Concerning ‘Remove Richard Stallman’ - mpweiher
https://medium.com/@stlaurent.andrew/concerning-remove-richard-stallman-b48de0a249bc
======
5F36B5F62640
Stallman's mistake was expressing his key point in two sentences using many
words of three or more syllables.

This apparently put it beyond the reading comprehension level of the reporters
at Vice and Daily Beast, and of Selam G., and so his point was completely
misunderstood/misrepresented.

------
CPLX
Our culture has made a very bright line decision that sex with minors is
unacceptable. Expressing doubt about this cultural norm, or especially
advocating against it, is considered unacceptable. Of course one can argue
with the merits of those two facts, but they are plainly true and fairly
widely accepted.

The very concept of statutory rape reinforces how clear this judgment is. The
reference to "statutory" means that the mere facts of the act taking place
mean that the conduct is off limits. Things like "consent" or even a
misrepresentation of the person's age are generally considered irrelevant.

As a society we've decided that there aren't really exceptions to this.

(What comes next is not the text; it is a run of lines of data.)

PR #965, opened 2025-01-24
Add crash protection for action swap

Archez:
This adds some crash prevention around the behavior of action swap. Specifically there are two instances of OOB/UB access that both regard playing SFX.

The first instance happens when drawing an arrow with action swap. This OOB access on console leads to a value of `1` which isn't a valid SFX entry, but seems to be gracefully handled. For some windows users however, a different value is read from memory and could cause a hard crash in 2ship. Since this console behavior is that nothing happens, I've opted to address this situation by playing `NA_SE_NONE`.

The second instance happens when releasing the bow without having any bow ammo. This OOB access on console leads to a value of `58104`, which is not a valid SFX entry either, however this causes a crash on console. In this case I've opted to create a new handler `Ship_HandleConsoleCrashAsReset` which does as it suggests, which is to soft reset 2ship to avoid hard crashing. A notification is emitted to let the user know that the crash was prevented.

This handler can be placed in other places of known crashes from glitches, like index warping. In a follow up PR I might explore a "safer glitches" toggle that can be set by players to skip the soft reset and just keep the game playing like normal.

I'm not sure yet if I like this handler being placed in `BenPort` but I also don't know where else it makes sense (maybe ShipUtils?)

### Build Artifacts
  - [2ship-linux.zip](https://nightly.link/HarbourMasters/2ship2harkinian/actions/artifacts/2489257243.zip)
  - [2ship-mac.zip](https://nightly.link/HarbourMasters/2ship2harkinian/actions/artifacts/2489264547.zip)
  - [2ship-windows.zip](https://nightly.link/HarbourMasters/2ship2harkinian/actions/artifacts/2489269304.zip)

### DIFF
--- a/mm/2s2h/BenPort.cpp
+++ b/mm/2s2h/BenPort.cpp
@@ -1766,7 +1766,12 @@ extern "C" int Controller_ShouldRumble(size_t slot) {
 }
 
 // Helper to redirect the user to the boot screen in place of known console crash scenarios, and emits a notification
-extern "C" void Ship_HandleConsoleCrashAsReset() {
+extern "C" bool Ship_HandleConsoleCrashAsReset() {
+    // If fix crashes is on, return false and let fallback handling process in source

If sex
with minors occurs it's not OK, there isn't much need to further investigate
why it happened.

Stallman, and anyone else commenting here, has really no basis to claim
ignorance of this phenomenally clear social norm, which if broken will result
in being fired from just about any public facing institution. It's on a pretty
short list of such norms, alongside things like displaying your genitals in a
board meeting.

While I appreciate the efforts to make this into some kind of principled
argument, I don't find "first they came for the people advocating for sex with
minors" to be particularly compelling.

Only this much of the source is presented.